Le chef d’orchestre Gergely Madaras, directeur musical de l’Orchestre philharmonique royal de Liège (OPRL) fait paraître un nouvel enregistrement des Béatitudes de César Franck (Fuga Libera), l’un des grands chefs-d'œuvre du compositeur né à Liège. A cette occasion, il répond à aux questions de Crescendo-Magazine. 

Ces dernières années, vous avez dirigé et enregistré un grand nombre d'œuvres de César Franck, qu'elles soient symphoniques, chorales ou lyriques. Votre vision personnelle de Franck a-t-elle évolué au cours de cette aventure ?

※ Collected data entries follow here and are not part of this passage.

PR #5866, opened 2024-07-24
feat: add NcAppNavigationSettingsButton

ShGKme:
### ☑️ Resolves

- Add a common component to be used as a Settings button in apps for consistency
- Looks like `NcAppNavigationItem`, has padding.
- Has no additional logic

More advanced component is coming soon ✨

### 🖼️ Screenshots

🏚️ Before | 🏡 After
---|---
image | image
image | image
image | image
image | image
image | image

### 🚧 Tasks

- [x] Mark old `NcAppNavigationSettings` as deprecated
- [x] Add new `NcAPpNavigationSettingsButton`

### 🏁 Checklist


src/components/NcAppNavigationSettingsButton/NcAppNavigationSettingsButton.vue
```diff
@@ -0,0 +1,55 @@
...
+const emit = defineEmits(['click'])
+</script>
+
+<style lang="scss" scoped>
+.app-navigation-settings-button {
+	padding: var(--default-grid-baseline);
+
+	&__text {
+		// Make the settings button less presentative, like app navigation items
+		font-weight: normal;
```
susnux, line 52: This feels every different to all other elements and is different to all current implementations, I would like to ask @nextcloud-libraries/designers first

src/components/NcAppNavigationSettings/NcAppNavigationSettings.vue
```diff
@@ -3,6 +3,12 @@
   - SPDX-License-Identifier: AGPL-3.0-or-later
 -->
 
+<docs>
+⚠️ This component is deprecated and will be removed in v9.
+
+Use `<NcAppNavigationSettingsButton>` with `<NcAppSettingsButton>` instead.
```
susnux, line 9: `NcAppSettingsButton` ? You men `NcAppSettingsDialog`?

ShGKme: Yes

src/components/NcAppNavigationSettingsButton/NcAppNavigationSettingsButton.vue
ShGKme: > This feels every different to all other elements and is different to all current implementations

I actually agree, and that's exactly what we were discussing yesterday.

But from yesterday's design review call:
- It should not be bold or secondary, otherwise it is too presentive, more than other items in the menu.
- It should be the same in all navigation menus, no matter if `NcAppNavigationItem` or `NcListItem` is used
- It should be aligned with navigation items (`NcAppNavigationItem`)

cc @jancborchardt

jancborchardt (commented):
Design-wise this looks very nice and consistent! Just some details:
- [ ] In Files it looked great previously, with same spacing between the 3 elements on the bottom (quota, deleted files and settings), now Settings moved a bit down, leaving a gap instead of being equidistant.
- [ ] The placement does not look exactly the same in all of the apps, if you compare all the "After" screenshots. In Files, Photos and Talk it is further down than in Calendar and Contacts (is this cause they don’t use the new 34px yet?)

src/components/NcAppNavigationSettingsButton/NcAppNavigationSettingsButton.vue
jancborchardt: To confirm – what @ShGKme listed is what I said the requirements are. The design in this PR fulfills all those requirements and looks most consistent of the possible solutions.

src/components/NcAppNavigationSettings/NcAppNavigationSettings.vue
susnux:
```suggestion
Use `<NcAppNavigationSettingsButton>` with `<NcAppSettingsDialog>` instead.
```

Absolument. César Franck était pour moi un compositeur de formidable musique de chambre et de musique pour orgue, que j'admirais à distance et sans trop savoir grand-chose de son génie. Grâce à ce bicentenaire, et surtout grâce au fait que notre orchestre a entrepris de le célébrer aussi sérieusement que possible, en le mettant à l’honneur pendant toute une saison, en programmant la plupart de ses œuvres les plus emblématiques, sans ménager son temps, son argent et ses efforts, nous avons réussi à éveiller une attention renouvelée et rafraîchie sur les qualités incroyables de ce compositeur. Ce fut en effet un voyage très personnel pour moi aussi, qui a été gratifiant tant sur le plan artistique que sur le plan humain. Il m'a montré les multiples facettes du génie du compositeur : en tant qu'orchestrateur, en tant que peintre de couleurs sonores transparentes, sensibles et luxuriantes, décrivant et évoquant des émotions humaines profondes. Bien au-delà de rendre cette musique plus proche de moi, d'une certaine manière, j'ai l'impression qu'elle fait désormais partie de mon ADN, et je m'engage à continuer à programmer ses pièces lors de mes concerts dans le monde entier avec différents orchestres, car je suis convaincu qu'elles méritent encore plus d'attention et de reconnaissance au niveau international.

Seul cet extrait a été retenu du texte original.